PR #5968, opened 2018-10-11
interfaces: updates for default, screen-inhibit-control, tpm, {hardware,system,network}-observe

jdstrand:
* interfaces/default: allow read of /etc/sysconfig/clock
* interfaces/screen-inhibit-control: also allow interface="org.gnome.ScreenSaver"
* interfaces/{hardware,system,network}-observe: allow reading /proc/modules
* snap-confine.apparmor.in: add bug reference for pivot_root
* interfaces/password-manager-service: fix typo in comment
* interfaces/tpm: fix apparmor rules to match what is allowed by udev
* interfaces/default: allow snaps to use/create DBus private buses (see commit message for more detail

References:
* https://forum.snapcraft.io/t/hiri-wont-start/7075
* https://forum.snapcraft.io/t/what-interface-i-need-to-run-lsmod/7441/3
* https://forum.snapcraft.io/t/how-to-use-dbus-run-session-on-ubuntu-core/7077/2

### DIFF
--- a/interfaces/apparmor/template.go
+++ b/interfaces/apparmor/template.go
@@ -55,6 +55,7 @@ var defaultTemplate = `
   /etc/ld.so.preload r,
 
   # The base abstraction doesn't yet have this
+  /etc/sysconfig/clock r,
   /lib/terminfo/** rk,
   /usr/share/terminfo/** k,
   /usr/share/zoneinfo/** k,
--- a/interfaces/apparmor/template.go
+++ b/interfaces/apparmor/template.go
@@ -136,6 +136,8 @@ var defaultTemplate = `
   /{,usr/}bin/cpio ixr,
   /{,usr/}bin/cut ixr,
   /{,usr/}bin/date ixr,
+  /{,usr/}bin/dbus-daemon ixr,
+  /{,usr/}bin/dbus-run-session ixr,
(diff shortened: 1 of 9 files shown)


interfaces/apparmor/template.go
```diff
@@ -135,6 +136,8 @@ var defaultTemplate = `
   /{,usr/}bin/cpio ixr,
   /{,usr/}bin/cut ixr,
   /{,usr/}bin/date ixr,
+  /{,usr/}bin/dbus-daemon ixr,
+  /{,usr/}bin/dbus-run-session ixr,
```
niemeyer: When do we want snaps to run those?

jdstrand: Please see the individual commit message for this: https://github.com/snapcore/snapd/pull/5968/commits/af9edc528d94ce5fd33eb2eff3713b029c083303

They can run them any time they want to create an dbus private bus that is private to the snap. This isn't conceptually different from them setting up an abstract socket without dbus or simply shipping their own dbus-daemon and dbus-run-session. We could yank these two rules (but leave the others) so they must ship these, but I didn't see a benefit to that.

jdstrand:
Thanks!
● ● ● ● ● ● ●
## What you are asked to do
All of the material above needs repeating. Keep it exact.

## Solution below
PR #5968, opened 2018-10-11
interfaces: updates for default, screen-inhibit-control, tpm, {hardware,system,network}-observe

jdstrand:
* interfaces/default: allow read of /etc/sysconfig/clock
* interfaces/screen-inhibit-control: also allow interface="org.gnome.ScreenSaver"
* interfaces/{hardware,system,network}-observe: allow reading /proc/modules
* snap-confine.apparmor.in: add bug reference for pivot_root
* interfaces/password-manager-service: fix typo in comment
* interfaces/tpm: fix apparmor rules to match what is allowed by udev
* interfaces/default: allow snaps to use/create DBus private buses (see commit message for more detail

References:
* https://forum.snapcraft.io/t/hiri-wont-start/7075
* https://forum.snapcraft.io/t/what-interface-i-need-to-run-lsmod/7441/3
* https://forum.snapcraft.io/t/how-to-use-dbus-run-session-on-ubuntu-core/7077/2

### DIFF
--- a/interfaces/apparmor/template.go
+++ b/interfaces/apparmor/template.go
@@ -55,6 +55,7 @@ var defaultTemplate = `
   /etc/ld.so.preload r,
 
   # The base abstraction doesn't yet have this
+  /etc/sysconfig/clock r,
   /lib/terminfo/** rk,
   /usr/share/terminfo/** k,
   /usr/share/zoneinfo/** k,
--- a/interfaces/apparmor/template.go
+++ b/interfaces/apparmor/template.go
@@ -136,6 +136,8 @@ var defaultTemplate = `
   /{,usr/}bin/cpio ixr,
   /{,usr/}bin/cut ixr,
   /{,usr/}bin/date ixr,
+  /{,usr/}bin/dbus-daemon ixr,
+  /{,usr/}bin/dbus-run-session ixr,
(diff shortened: 1 of 9 files shown)


interfaces/apparmor/template.go
```diff
@@ -135,6 +136,8 @@ var defaultTemplate = `
   /{,usr/}bin/cpio ixr,
   /{,usr/}bin/cut ixr,
   /{,usr/}bin/date ixr,
+  /{,usr/}bin/dbus-daemon ixr,
+  /{,usr/}bin/dbus-run-session ixr,
```
niemeyer: When do we want snaps to run those?

jdstrand: Please see the individual commit message for this: https://github.com/snapcore/snapd/pull/5968/commits/af9edc528d94ce5fd33eb2eff3713b029c083303

They can run them any time they want to create an dbus private bus that is private to the snap. This isn't conceptually different from them setting up an abstract socket without dbus or simply shipping their own dbus-daemon and dbus-run-session. We could yank these two rules (but leave the others) so they must ship these, but I didn't see a benefit to that.

jdstrand:
Thanks!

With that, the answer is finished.